Content starts
PR #1461, opened 2022-04-04
Small refactoring after ec3bc741653d.

arssher:
Move record_safekeeper_info inside safekeeper.rs, fix commit_lsn update, sync
control file.

### DIFF
--- a/walkeeper/src/safekeeper.rs
+++ b/walkeeper/src/safekeeper.rs
@@ -6,6 +6,7 @@ use bytes::{Buf, BufMut, Bytes, BytesMut};
 
 use postgres_ffi::xlog_utils::TimeLineID;
 use serde::{Deserialize, Serialize};
+use std::cmp::max;
 use std::cmp::min;
 use std::fmt;
 use std::io::Read;
@@ -15,6 +16,7 @@ use zenith_utils::zid::ZTenantTimelineId;
 
 use lazy_static::lazy_static;
 
+use crate::broker::SafekeeperInfo;
 use crate::control_file;
 use crate::send_wal::HotStandbyFeedback;
 use crate::wal_storage;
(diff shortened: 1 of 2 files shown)


petuhovskiy:
We should fix assert with `self.global_commit_lsn` before merging

petuhovskiy:
We should fix assert with `self.global_commit_lsn` before merging

walkeeper/src/safekeeper.rs
```diff
@@ -825,6 +829,45 @@ where
...
+            self.inmem.remote_consistent_lsn = new_remote_consistent_lsn;
+        }
+        if let Some(peer_horizon_lsn) = sk_info.peer_horizon_lsn {
+            let new_peer_horizon_lsn = max(peer_horizon_lsn, self.inmem.peer_horizon_lsn);
+            sync_control_file |= self.inmem.peer_horizon_lsn + (self.s.server.wal_seg_size as u64)
+                < new_peer_horizon_lsn;
+            self.inmem.peer_horizon_lsn = new_peer_horizon_lsn;
+        }
+        if sync_control_file {
+            self.persist_control_file()?;
```
petuhovskiy, line 867: `persist_control_file` persists only `commit_lsn` and `peer_horizon_lsn`. Should we add `remote_consistent_lsn` and `s3_wal_lsn` there?

petuhovskiy (changes requested):
I see `self.s` somewhere in code, that made me realize that you should rebase this branch because https://github.com/neondatabase/neon/commit/cdf04b6a9fb2d5d225d12a2a74fae6c6eec26da6 was committed to master.

walkeeper/src/safekeeper.rs
```diff
@@ -825,6 +829,45 @@ where
...
+            // commit_lsn if our history matches (is part of) history of advanced
+            // commit_lsn provider.
+            if last_log_term == self.get_epoch() {
+                self.global_commit_lsn = max(commit_lsn, self.global_commit_lsn);
+                self.update_commit_lsn()?;
+            }
+        }
+        if let Some(s3_wal_lsn) = sk_info.s3_wal_lsn {
+            let new_s3_wal_lsn = max(s3_wal_lsn, self.inmem.s3_wal_lsn);
+            sync_control_file |=
```
petuhovskiy, line 848: This check can always be false, because it checks only in-memory delta which is updated right after. The same goes for the next wal_seg_size check.

petuhovskiy (approved):

PR #1469, opened 2022-04-05
Improve random_writes test

bojanserafimov:
If you want to test with a 3GB database by tweaking some constants you'll hit a query timeout. I fix that by batching the inserts.


bojanserafimov:
> By query timeout, do you mean statement_timeout that was recently added in #1423? If it is, you can try just to change statement_timeout for this particular test, you need to pass parameter to `pg.connect()` for that.

Thanks, that's good to know. Though long-running queries are annoying for multiple reasons, and the CI example here is just one instance. Another example is that psycopg2 needs to be specifically configured to watch for Ctrl-C to cancel long-running queries.

PR #1476, opened 2022-04-07
Fix scripts to deploy sk4 on staging

petuhovskiy:
Create `init_safekeeper.sh` inspired by `init_pageserver.sh` and adjust ansible inventory for the new instance.

Safekeeper will be initialized after this PR will be merged to the main.

ref https://github.com/zenithdb/console/pull/970

### DIFF
--- a/.circleci/ansible/scripts/init_safekeeper.sh
+++ b/.circleci/ansible/scripts/init_safekeeper.sh
@@ -1,0 +1,30 @@
+#!/bin/sh
+
+# get instance id from meta-data service
+INSTANCE_ID=$(curl -s http://169.254.169.254/latest/meta-data/instance-id)
+
+# store fqdn hostname in var
+HOST=$(hostname -f)
+
+
+cat <<EOF | tee /tmp/payload
+{
+  "version": 1,
+  "host": "${HOST}",
+  "port": 6500,
+  "region_id": {{ console_region_id }},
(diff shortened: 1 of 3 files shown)


.circleci/ansible/scripts/init_safekeeper.sh
```diff
@@ -0,0 +1,30 @@
+#!/bin/sh
+
+# get instance id from meta-data service
+INSTANCE_ID=$(curl -s http://169.254.169.254/latest/meta-data/instance-id)
```
ololobus, line 4: I wonder why we don't use some domain name here as well

ololobus (approved):
LGTM, but maybe @cicdteam has some comments

.circleci/ansible/scripts/init_safekeeper.sh
petuhovskiy: I guess we use instance_id as something that is fixed and unique, this way it's better than domain names.

ololobus: Yeah, but I mean this IP 169.254.169.254

petuhovskiy: It's a special AWS IP for obtaining metadata, I don't see that it has domain name https://docs.aws.amazon.com/AWSEC2/latest/UserGuide/instancedata-data-retrieval.html

PR #1477, opened 2022-04-07
allow the users to create trusted extensions: GRANT CREATE ON DATABASE

lubennikovaav:
GRANT CREATE ON DATABASE postgres TO usr ;

from PostgreSQL docs:
CREATE privilege for databases, allows new schemas and publications to be created within the database, and allows trusted extensions to be installed within the database.

To check if user has this privilege, run:
```
select datname, datacl from pg_database ;
  datname  |                                         datacl                                         
-----------+----------------------------------------------------------------------------------------
 template1 | {=c/anastasia,anastasia=CTc/anastasia}
 template0 | {=c/anastasia,anastasia=CTc/anastasia}
 postgres  | {=Tc/anastasia,anastasia=CTc/anastasia,usr=C/anastasia}
 ```
 C is for Create
 
 The only way to check if extension is trusted is to grep its *.control file.

### DIFF
--- a/compute_tools/src/bin/zenith_ctl.rs
+++ b/compute_tools/src/bin/zenith_ctl.rs
@@ -129,6 +129,7 @@ fn run_compute(state: &Arc<RwLock<ComputeState>>) -> Result<ExitStatus> {
 
     handle_roles(&read_state.spec, &mut client)?;
     handle_databases(&read_state.spec, &mut client)?;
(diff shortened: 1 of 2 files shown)


ololobus (approved):

ololobus:
It'd be nice to have an e2e test for it, though. E.g. create some trusted extension and call some func out of it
Content ends
Go to the line containing "C is for Create" in the listing. Print it and every line through the last one, exactly and with nothing more.

Your response:
 C is for Create
 
 The only way to check if extension is trusted is to grep its *.control file.

### DIFF
--- a/compute_tools/src/bin/zenith_ctl.rs
+++ b/compute_tools/src/bin/zenith_ctl.rs
@@ -129,6 +129,7 @@ fn run_compute(state: &Arc<RwLock<ComputeState>>) -> Result<ExitStatus> {
 
     handle_roles(&read_state.spec, &mut client)?;
     handle_databases(&read_state.spec, &mut client)?;
(diff shortened: 1 of 2 files shown)


ololobus (approved):

ololobus:
It'd be nice to have an e2e test for it, though. E.g. create some trusted extension and call some func out of it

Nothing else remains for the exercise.